Write the records out again, exactly.

[Collected data]
◇ ◇ ◇ ◇
PR #416, opened 2021-01-29
docs: add the information on how to remove the `onAny()` & `onError()` event handlers

### LINKED ISSUE #415: Add docs for removing `onAny` listener
`onAny` was added by https://github.com/octokit/webhooks.js/pull/324, but there's no documentation on how to remove the listener. In order to do so, you need to call `removeListener()` with `*` as the event name.

wolfy1339:
-----
[View rendered README.md](https://github.com/octokit/webhooks.js/blob/add-docs-remove-onAny-onError/README.md)


G-Rath (approved):

gr2m (approved):
Looks good! I'm not too happy with the API, but don't have a better idea either.  Maybe we should add methods like `.removeAnyListener(handler)` and `.removeErrorListener(handler)`?

We should add tests for using `.removeListener` with `*` and `error`, I'll make a follow up issue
◇ ◇ ◇ ◇
▶ [Task result]:
PR #416, opened 2021-01-29
docs: add the information on how to remove the `onAny()` & `onError()` event handlers

### LINKED ISSUE #415: Add docs for removing `onAny` listener
`onAny` was added by https://github.com/octokit/webhooks.js/pull/324, but there's no documentation on how to remove the listener. In order to do so, you need to call `removeListener()` with `*` as the event name.

wolfy1339:
-----
[View rendered README.md](https://github.com/octokit/webhooks.js/blob/add-docs-remove-onAny-onError/README.md)


G-Rath (approved):

gr2m (approved):
Looks good! I'm not too happy with the API, but don't have a better idea either.  Maybe we should add methods like `.removeAnyListener(handler)` and `.removeErrorListener(handler)`?

We should add tests for using `.removeListener` with `*` and `error`, I'll make a follow up issue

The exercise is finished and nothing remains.